Download it to the same folder in which you have saved the py files that you are using this chapter. Save the data as a csv, rather than as an excel document.

### Working with Data

Once you have saved it, we will import the data using pandas library. We use DataFrame() frame function to build a data frame. Using from_csv we are able to import the csv as a data frame. This automatically imports the data using the elements that comprise the header as keys. The data frame works like a dictionary, but is structured like a spreadsheet when printed. The pandas library also has a number of functions that allows you to manipulate data contained in a data frame or series.
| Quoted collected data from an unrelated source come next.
PR #7215, opened 2020-06-20
[MGCB Editor] Fix parsing filename from arguments on macOS

### LINKED ISSUE #7203: mgcb editor can't open mgcb files when its passed as an argument on macOS
On macOS we always had a very awkward implementation of sending the filename to the mgcb editor.

harry-cpp:
Fixes #7203


Jjagg:
Awesome :)

Issue #5098, opened 2016-08-10
Fixed incorrect glyph position in FontDescriptionProcessor.cs


zsmolnar:
Hi guys,

I believe I fixed a bug in the FontDescriptionProcessor.cs. 

line 120 original:
var cropping = new Rectangle(0, (int)(glyph.YOffset - yOffsetMin), (int)glyph.XAdvance, output.VerticalLineSpacing);

fixed:
var cropping = new Rectangle((int)(glyph.XAdvance + glyph.XOffset), (int)(glyph.YOffset - yOffsetMin), (int)glyph.XAdvance, output.VerticalLineSpacing);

We also import several other libraries, as well as stats – the stats.py file we saved in the same folder – as we will use these later.

In [13]:
#economicFreedomStats.py
import pandas as pd
import stats

data = pd.read_excel("index2017_data.xlsx", index_col = [1])

If you use shape, you can check the number of rows and columns:

In [5]:
data.shape

(186, 33)

Now that we have imported data, we need to clean the data. It is impossible to teach the basics of cleaning data in a short section. Your ability to clean data is dependent upon your ability to find solutions on the spot. This requires practice. Almost any data that you import will need to be cleaned. There will be missing values, string characters, etc… 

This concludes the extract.